# The ultimate noob at Diy



## Shufflemau5 (5/5/16)

Hi guys and gals

Well as the title says im pretty much as useless when it comes to Diy e liquid.

I need ur help as i want to start making my own e juice. 
Ive looked at skyblue vaping and atomix vape for most of the neccesory products in order . E.g the juice flavors and the bases.

Firstly i want to know what the difference in flavor is between Tfa and cap flavouring is.)?

Second question when buying vg base 3.6% from sky blue what to use to dilute the base?

Is it the vg and pg pure bases used to dilute the nicotine or water or alchole??

Would reLly help me in getting the right stock and mixing.

Thanks guys do appreaciate for the help.

Peace 




Sent from my SM-G900H using Tapatalk


----------



## brotiform (5/5/16)

Subscribed for more info


----------



## hands (5/5/16)



Reactions: Like 2


----------



## GreenyZA (5/5/16)

Subbed... 


Sent from my iPhone using Tapatalk


----------



## Richio (5/5/16)

Hi @Shufflemau5 
Not to make it too complicated.

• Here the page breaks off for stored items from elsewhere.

PR #2091, opened 2024-08-06
docs: remove the invalid `context` and `location` arguments from being shown as available in the `loaderDeps`

SeanCassiere:
We haven't had the `context` and `location` arguments present as `loaderDeps` options, so this corrects this error in Router's documentation.

The reason we don't have `location` as an argument of `loaderDeps` is quite simple. If the `location` changes, the loader would anyways have to be refired (or retrieved from a cache using something like Query). The scenario in which this wouldn't be the case, is if you wanted to prevent this from happening when search params change. This is why only `search` is provided as its own argument.

The reason we don't have `context` as an argument of `loaderDeps` is because, when the root context has been changed, the user is expected to call `router.invalidate()`. This `invalidate` call discards all cached data and re-evaluates the entire route-tree. As such, having `context` as an argument in `loaderDeps`, makes no sense, since it wouldn't actually contribute anything towards the actual `loaderDeps` functionality.

### DIFF
--- a/docs/framework/react/api/router/RouteOptionsType.md
+++ b/docs/framework/react/api/router/RouteOptionsType.md
@@ -143,18 +143,13 @@ type loader = (
 - Type:
 
 ```tsx
-type loaderDeps = (opts: {
-  search: TFullSearchSchema
-  location: ParsedLocation
-  context: TAllContext
-}) => Record<string, any>
+type loaderDeps = (opts: { search: TFullSearchSchema }) => Record<string, any>
 ```
 
 - Optional
-- [`ParsedLocation`](./ParsedLocationType.md)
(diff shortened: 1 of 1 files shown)


waweber:
@SeanCassiere is the loader intended to be fired when _any_ property of `location` changes? (I assume the whole object is replaced on navigate.)

I noticed the route loader did not appear to fire when only `location.hash` was changed, so I'm not sure if I missed something or if that's a bug.

SeanCassiere:
> @SeanCassiere is the loader intended to be fired when _any_ property of `location` changes? (I assume the whole object is replaced on navigate.)
> 
> I noticed the route loader did not appear to fire when only `location.hash` was changed, so I'm not sure if I missed something or if that's a bug.

Please open a new issue for this with a reproduction. This is sounding like a bug, but I can't be sure till someone investigates.

PR #2099, opened 2024-08-07
docs: add command for all package manager

sagardwivedi:


SeanCassiere (changes requested):
If we are looking to make changes here, we should support all the package managers.

See the installation pages for Query and Form:
- https://tanstack.com/query/latest/docs/framework/react/installation
- https://tanstack.com/form/latest/docs/installation

SeanCassiere (approved):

The difference between the various concentrate manufacturers is their rendition of a certain flavour
Eg: FA makes the best papaya
TFA makes the best Ripe strawberry 
CAP has the best Cream flavours 
FW has the best Butter cream

These are just my opinions and some may not agree with it. After you've tried different Strawberries, Vanillas and tobaccos. You'll have an idea of which 1 tastes the most realistic to your taste buds.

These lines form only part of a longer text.